Secondly, being angry is something I actually tried to use to my advantage but it failed miserably. I could never get angry enough to change my life for the better. It seems that it's the same for him. Anger is a motivator is worthless, that is my conclusion.
Thirdly, having hope isn't necessarily bad but having hope in magically finding somebody is. You have to change, completely perhaps. Become a completely different person, force yourself to be act nice, force yourself to believe something totally different. I dont know, whatever it takes I suppose.
Let's watch another video:
Once again a man who simply cannot find a woman.
But wait, BOTH people look fine to me. In fact, more than fine. The dude could be a chad if he worked out like crazy, he has a good face. I'm serious, his facial symmetry etc. could make him into a chad.
The first older man also looks very good. I mean he is on the UPPER end of attractiveness for his age as far as I can tell.

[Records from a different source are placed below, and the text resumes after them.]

PR #907, opened 2016-10-03
Change setImmediate detect to use `this` instead of `window`

JakeChampion:
This enables the detect to work in contexts which don't have a `window` object such as Worker contexts or NodeJS.


triblondon (approved):
Also in line with our authoring guidelines.

PR #914, opened 2016-10-04
Polyfill console.info and console.error for IE Mobile <= 9

### LINKED ISSUE #910: IE Mobile 9 lacks support for console.info (and is not being polyfilled)
I wasn't able to find any official reference on which versions of IE Mobile support the console APIs, but I have found that a device with user agent `Mozilla/5.0 (compatible; MSIE 9.0; Windows Phone OS 7.5; Trident/5.0; IEMobile/9.0; LG; LG-C900)` does not have support for the `console.info` function. When requesting it explicitly on Polyfill.io I got back the following:

```
/* Polyfill service v3.12.1
 * 
 * UA detected: ie_mob/9.0.0
 * Features requested: console.info
 *  */
```

I'm assuming `console.error` and most other console functions also don't work on this platform, but I have not yet been able to test this.

rubencodes:
Resolves https://github.com/Financial-Times/polyfill-service/issues/910


polyfills/console/error/config.json
```diff
@@ -4,6 +4,7 @@
 	],
 	"browsers": {
 		"ie": "6 - 11",
+		"ie_mob": "* - 9",
```
triblondon: For this kind of range we prefer `<10`.  This is because 10 is the significant number - the version in which the feature was first supported.  `0 - 9` requires you to remember a) that semver requires spaces around the `-`, which is a gotcha, and b) that 9 is the last version that does not have the feature, not the first version that does.

triblondon (changes requested):
Syntax tweak and please also run through https://polyfill.io/v2/docs/contributing/common-scenarios#adding-browsers, then we're good to go.

rubencodes:
Updated with the syntax tweaks requested. 

I wasn't able to find anything official from MDN, caniuse, or even Microsoft about IE Mobile's support (or lack thereof) for the console APIs, which is probably why it hadn't been included to begin with. However, I was able to confirm myself with a Windows Phone device that IE Mobile 9 does not support console.error nor console.info. I have no way of confirming if IE Mobile 10 does have support, so it is not being included in this polyfill.

I agree to the contribution terms.

JakeChampion (approved):

triblondon (approved):

triblondon:
Think this will have to wait for 3.14 now that we've shipped 3.13 to QA, but we can try and speed up the cycle time for the next release.

JakeChampion:
@rubencodes Would you be able to update this branch with the latest code from `master`? It seems they have fallen out of sync.

rubencodes:
Done!

PR #917, opened 2016-10-04
Remove console logging from sources module

### LINKED ISSUE #915: Remove console log.
Currently every time I start my app using this module I get the following printed to the console.
(from https://github.com/Financial-Times/polyfill-service/blob/4efb6aaf02ce7a94b87abf716c2d3f50efb2e724/lib/sources.js#L23)

``` console
Found 871 polyfills
```

It would be nice if this was hidden behind `NODE_ENV=debug` or better yet if you used the [debug](https://www.npmjs.com/package/debug) module. I don't think the log is very helpful anyways so it might be best to remove it.

JakeChampion:
Resolves https://github.com/Financial-Times/polyfill-service/issues/915

### DIFF
--- a/lib/sources.js
+++ b/lib/sources.js
@@ -20,7 +20,6 @@ try {
 		.map(fileName => fileName.replace(/\.json$/i, ''))
 	;
 	polyfillCount = features.length;
-	console.log("Found "+polyfillCount+" polyfills");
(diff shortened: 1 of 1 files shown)


rowanmanning (approved):
Looks good 👍

PR #925, opened 2016-10-10
Add examples for feature detection and async loading

triblondon:
Update our Examples page to include the feature-detection example I wrote for [this twitter thread](https://twitter.com/philwalton/status/780904078716964864)


docs/examples.html
```diff
@@ -49,12 +49,61 @@ <h2 id='flags'>Using flags</h2>
...
+('Promise' in window) || features.push('Promise');
+('IntersectionObserver' in window) || features.push('IntersectionObserver');
+('after' in Element.prototype) || features.push('Element.prototype.after');
+
+// If any features need to be polyfilled, construct
+// a script tag to load the polyfills and append it
+// to the document
+if (features.length) {
+  var s = document.createElement('script');
+  s.src = 'https://polyfill.io/v2/polyfill.min.js?features='+features.join(',')+'&flags=gated,always&ua=chrome/50&callback=main';
```
JakeChampion, line 95: Is the `ua=chrome/50` added to increase the likelihood that the response is in the CDN cache? Would it be better to not include a UA, that way the user doesn't need to change this src URL if we ever remove the UA they've added.

triblondon: It's because if you don't specify a UA, the CDN will do a normalisation and then add your UA to the URL.  So adding one yourself will skip that process and be an optimisation.  If you don't hard code a supported UA, then you would need to add `unknown=polyfill` instead, in case your users have browsers that are not in our supported list.

JakeChampion (approved):

docs/examples.html
JakeChampion: Should we add this as a comment to the code?

triblondon: Done in eef1764

triblondon:
@JakeChampion good to merge but will leave with you since you're managing the 3.13 release from master at the moment.

PR #867, opened 2016-09-10
Serve Element.prototype.closest to Android versions < 5

falsandtru:
image

PR #930, opened 2016-10-12
Serve HTMLPictureElement to android < 52

falsandtru:
http://caniuse.com/#search=picture


triblondon (changes requested):
I see:

image

So it should be `<52` based on that.

falsandtru:
Android 5 or higher use Chrome via WebView. You can see it by hovering the cursor over Android versions on that site. Probably your specified version is a Chrome version. So I think we need to set `<5` when Chrome versions are displayed as Android versions. Also see #867.

triblondon:
Right, but I think that in Android >=5, the webviews identify themselves as `android/<chrome_version_number>` not an android version number.

falsandtru:
I don't know how Android 5 actually behaves because I don't have that one. Can I see actual results in Android 5 like `android/51`?

triblondon:
Yes, I think so, but I don't have a handset handy either.  Can I ask what problem are you trying to solve here?

falsandtru:
At least, this pr will solve confusing of version schemas. I cannot know about which schema I should use. So we should have consistency of version schemas and shouldn't mix the different schemas like Android and Chrome.

triblondon:
The problem is we don't define the version scheme here - we get the version numbers from the ua-parser project, and they continued the android browser sequence with the chrome versions when Google switched to using Chrome.  So I think it's correct for us to jump from 4.4 to the chrome numbers,

falsandtru:
I think then we need to update android versions in all config.json if that android version is 5 or higher. Will  we do that?

JakeChampion:
@falsandtru We can do that. SauceLabs has Android 5.1 available for use, what is it you want to test?

falsandtru:
Thanks, I fixed it.

JakeChampion:
Thanks, rerunning tests.

triblondon (approved):

triblondon:
Looks like CI failed because of the missing Edge variant.  I think we updated those defs on master, so I pulled from master and am rerunning CI

Issue #397, opened 2015-05-09
MutationObserver polyfill


dy:
Hello!
There are some tasks related with handling element mutations, able to be polyfilled in IE8+.
There’s a polyfill-like lib, [mutation-observer](https://github.com/webmodules/mutation-observer), which does this, but there’s no such polyfill in the service.
Is it reasonable to add `MutationObserver` polyfill?
Thank you.

triblondon:
Yes, we'd very much welcome that.

matthewrobb:
Hello, curious if this is still in the pipe?

ghost:
Will MutationObserver be available?

For some reason google cache shows it on the feature list. Was it removed?

sheriff91:
Please add this, I'd love you forever! Is it in v3?

triblondon:
PR is #695, but it has some failing tests.  FT doesn't need it, so we're probably going to close it, but it's close, so if you have an interest, you could pick it up and finish it off?

sheriff91:
I can certainly have a gander. Especially considering this would be incredibly helpful for me. @triblondon Pulled the muOb branch.

triblondon:
@hipkiss91 are you still intending to work on this?

JakeChampion:
This was added in version 3.17 https://github.com/Financial-Times/polyfill-service/releases/tag/v3.17.0

PR #937, opened 2016-10-14
Mutationobserver Updated tests.js (#397)

sheriff91:
Hopefully fixed all code required to move from expect.js to proclaim.js


sheriff91:
Error:  SAUCE_USER_NAME and SAUCE_API_KEY must be set in the environment.

Where are these set? Is this also something you guys do? @JakeChampion @triblondon (Sorry about this.)

JakeChampion:
Yes, only users with push/write access to this repo can run the tests on CI annoyingly. I will do this now :-)

sheriff91:
@JakeChampion Does this mean my modifications have worked? The test shows 2 failures when testing on IE9 but no further information, and it timed out?

polyfills/MutationObserver/tests.js
```diff
@@ -1,18 +1,22 @@
 /* Assertion bridge between web components test suite and expectjs */
 
+
 var expectRecord = function (src, model) {
 	Object.keys(model).forEach(function(key) {
-		expect(src[key]).to.eql(model[key]);
+		// proclaim(src[key]).to.eql(model[key]);
+    proclaim(src[key], model[key]);
```
triblondon, line 7: There are some indentation issues here, @hipkiss91 could you configure your editor to respect our .editorconfig settings?  cc @JakeChampion

polyfills/MutationObserver/tests.js
```diff
@@ -47,15 +51,18 @@ describe('MutationObserver attributes', function() {
     div.setAttribute('a', 'B');
 
     var records = observer.takeRecords();
-    assert.strictEqual(records.length, 2);
+    // assert.strictEqual(records.length, 2);
+    proclaim.strictEqual(records.length, 2);
```
triblondon, line 55: You could remove the old-code comments

triblondon:
@hipkiss91 Jake probably merged this into the MO branch because that's an easy way to get our sauce tests to run on the right fork, and we're comfortable with being trigger-happy on merging into non-master branches.  Looks like following your changes we're failing the ESLint at the moment: https://circleci.com/gh/Financial-Times/polyfill-service/1156.

sheriff91:
@triblondon Thanks for the comments. Apologies on not removing the old code, I will do that now. In regard to the indentation - I use tabs of length 4. What length do you guys prefer? If it is 4, then I imagine I missed a tab, apologies.

triblondon:
@hipkiss91 we use editorconfig (http://editorconfig.org/) so your editor should configure itself automatically, but in short we should be using real tabs everywhere, not spaces.  You can see the inconsistency when you view the diff on Github, assuming your preferred tab size is < 8 spaces.  Some files may be incorrectly indented with spaces - I try and correct them when I can, but the most important thing is that we don't mix two styles in one file :-)

sheriff91:
@triblondon Of course - consistency is king. It should all read as though one person wrote it :) Any thoughts as to why the eslint error might occur? 
Also, once I've fixed it - do I just create another PR?

PR #939, opened 2016-10-18
Fix typo in url

dstarcev:


dstarcev:
It seems that CI fails on PRs made from forks. How do I contribute properly?

JakeChampion (approved):

JakeChampion:
@dstarcev Thanks for the PR! You are correct, forks can not run our CI tests as the tests rely on environment variables to be set for SauceLabs. These environment variables are protected as we would not like to leak them. To enable CI to run on PRs, polyfill.io maintainers first review the code for anything which may leak the API keys, if nothing harmful is found we bring the commits into the upstream repository and push to github which triggers CI to run once again (this time with the environment variables set!).

It is rather annoying to do this, I hope that we can come up with a better solution in the future for this.

PR #498, opened 2015-09-24
Install a more recent version of pip/setuptools.

fasaxc:
python-setuptools is old enough to have a bug that balks on python-etcd's version number (0.4.1+calico.1).  This works around by getting an up-to-date pip and setuptools.

Had to install ca-certificates manually, they were being pulled in as an indirect dependency and they're required to run curl.


tomdee:
LGTM

PR #502, opened 2015-09-25
Fix documentation for KUBE_API_ROOT env variable

Symmetric:
The docs for the KUBE_API_ROOT were unclear; they did not specify that the transport (http/https) must be specified to construct a valid URI. The example of the default value was also incorrect.

Fix this by giving a correct example of the default value.

FIXES: https://github.com/projectcalico/calico-kubernetes/issues/44


caseydavenport:
LGTM

PR #504, opened 2015-09-28
Tell felix not to log to file.

### LINKED ISSUE #480: Multiple felix logfiles
I think the current felix.cfg results in multiple felix logfiles.  There's one generated from stdout/err in /var/log/calico/felix/current and a separate one that felix creates by default at /var/log/calico/felix.log.

tomdee:
Fixes #480


caseydavenport:
LGTM.

Presumably if `LogFilePath` gets overridden, we'll still log to two locations?

tomdee:
Yep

So clearly the failure is mental. I repeat: The failure for these two men is mental. I'm specifically not talking about you forum people because no doubt, you will immediately lash out at me and say that your face is just too ugly and you specifically are just born too ugly.
I notice something else with this video that is similar to myself: A big obsession about analyzing the world and understanding the truth. He is overanalyzing instead of trying to find a solution. He literally said: "Improving yourself isn't going to do shit"
He is making excuses, he looks at others to excuse his own inaction. "oh an asshole can get a great girl, so I should easily get one". Boom, he just knocked himself out in the first round and it's painful for me because I did that to myself too. The second that I had a good job, I thought: I should be getting a great wife right now. There is nothing wrong with me.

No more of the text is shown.